El sol se puso alrededor de las seis de la tarde, y Maya empezó a trepar por la colina hacia Arcadia. El chaparral no era más que una tupida masa de vegetación seca. Olía a hojas muertas y se percibía el punzante aroma del anís silvestre. A la Arlequín le resultó difícil moverse en línea recta. Era como si las ramas y las raíces le sujetaran las piernas e intentaran arrebatarle el estuche de la espada que llevaba al hombro. A medio camino de la cima vio su camino bloqueado por una barrera de matorrales y un roble caído que la obligaron a buscar un camino más fácil.

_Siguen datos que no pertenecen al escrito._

PR #2100, opened 2024-04-03
Fix potential NULL pointer dereference before calling xmlXPathEvalExp…

icy17:
…ression

### DIFF
--- a/src/DS/sds.c
+++ b/src/DS/sds.c
@@ -791,7 +791,14 @@ static int ds_sds_compose_catalog_has_uri(xmlDocPtr doc, xmlNodePtr catalog, con
 	xpathCtx->node = catalog;
 
 	char *expression = oscap_sprintf("cat:uri[@uri = '%s']", uri);
+	if (expression == NULL)
+	{
+		oscap_seterr(OSCAP_EFAMILY_OSCAP, "Error: Unable to create XPath expression.");
+		xmlXPathFreeContext(xpathCtx);
 
+		return -1;
+	}
+	
 	xmlXPathObjectPtr xpathObj = xmlXPathEvalExpression(
 			BAD_CAST expression,
 			xpathCtx);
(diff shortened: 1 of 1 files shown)


src/DS/sds.c
```diff
@@ -791,7 +791,14 @@ static int ds_sds_compose_catalog_has_uri(xmlDocPtr doc, xmlNodePtr catalog, con
 	xpathCtx->node = catalog;
 
 	char *expression = oscap_sprintf("cat:uri[@uri = '%s']", uri);
+	if (expression == NULL)
+	{
+		oscap_seterr(OSCAP_EFAMILY_XML, "Error: Unable to create XPath expression.");
```
evgenyz, line 796: Possible problem's origin is not `libxml` or XML-related code. I believe error's affinity should be `OSCAP_EFAMILY_OSCAP`.

src/DS/sds.c
```diff
@@ -1012,6 +1019,13 @@ static int ds_sds_compose_has_component_ref(xmlDocPtr doc, xmlNodePtr datastream
 	xpathCtx->node = datastream;
 
 	char *expression = oscap_sprintf("*/ds:component-ref[@xlink:href = '#%s' and @id = '%s']", filepath, cref_id);
+	if (expression == NULL)
+	{
+		oscap_seterr(OSCAP_EFAMILY_XML, "Error: Unable to create XPath expression.");
```
evgenyz, line 1024: Ditto.

evgenyz (changes requested):
LGTM. Thank you!

src/DS/sds.c
icy17: I've changed `OSCAP_EFAMILY_XML` to `OSCAP_EFAMILY_OSCAP`

icy17:
Hi! Thanks for merging my pull requests!
I noticed these PR addresse potential security issues. I'm wondering if it would be appropriate to apply for CVEs for these bugs? Could you let me know if that's possible and what steps I should take?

Por fin alcanzó la valla de alambre que rodeaba el campamento. Agarró la barra superior y saltó al otro lado. Los dos dormitorios, la zona de la piscina, el depósito de agua y el centro comunal resultaban claramente visibles a la luz de la luna. Los mercenarios de la Tabula tenían que estar allí, escondidos entre las sombras. Seguramente habían dado por hecho que la única entrada era por la carretera de la colina. Un jefe más avispado habría dispuesto a sus hombres en forma de triángulo alrededor del aparcamiento.
Desenvainó la espada y recordó las lecciones que su padre le había dado sobre el modo de caminar sin hacer ruido. Había que moverse como si se estuviera cruzando un lago helado. Extender el pie, calibrar la naturaleza del terreno y por fin dar un paso cargando todo el peso.
Maya llegó a la zona de penumbra al lado del tanque de agua y vio a alguien agazapado cerca del borde del cobertizo de la piscina. Era un hombre bajo y de anchas espaldas que sostenía un rifle de asalto. Cuando se le acercó por detrás, lo oyó murmurar por el micrófono de su intercomunicador.
– ¿Tienes un poco de agua? Yo me he quedado seco. -Hizo una pausa de unos segundos y después sonó contrariado-. Lo entiendo, Frankie, pero yo no he traído dos botellas como has hecho tú.
Maya dio un paso a la izquierda y se lanzó hacia delante traspasándolo con la espada. El hombre se desplomó como un tronco abatido. El único ruido fue el de su arma al chocar contra el suelo. Maya se acercó al cuerpo y le quitó el intercomunicador. Oyó más voces que hablaban entre sí.